Background: McCune-Albright syndrome (MAS) is characterized by the triad of polyostotic bone fibrous dysplasia (PFD), endocrine disorders, and café-au-lait skin pigmentation. Ninety percent of MAS patients have fibrous dysplasia (FD) craniofacial lesions. Osteonecrosis of the jaw (ONJ) has been described as an adverse side effect of bisphosphonate therapy. The aim of the study was to investigate evidence of clinical and/or radiological signs of ONJ in FD/MAS pediatric patients due to bisphosphonate therapy and describe odontoiatric tools in this population.

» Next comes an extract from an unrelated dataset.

Issue #11497, opened 2021-11-01
limit recursion when generating values for Scala codegen tests


S11001001:
Until [size-limited nesting](https://github.com/digital-asset/daml/blob/d678a4046d5a61bf4059cec77f669cc7c62b4be9/daml-lf/transaction-test-lib/src/main/scala/lf/value/test/ValueGenerators.scala#L212-L240) was added to the LF transaction library tests, the generated values quite frequently "ran away with recursion", so to speak.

Methods: Thirteen FD/MAS patients were enrolled. All patients during pediatric age have been treated with pamidronate infusions. They underwent complete oral clinical examination. Ortopantomography and/or CT were evaluated in all cases.

Results and conclusions: No patient developed ONJ. None of them showed radiological signs different from jaw FD. In spite of the low number of patients enrolled, results confirm that, in this population, ONJ can be ruled out as a chronic adverse side effect of bisphosphonate therapy.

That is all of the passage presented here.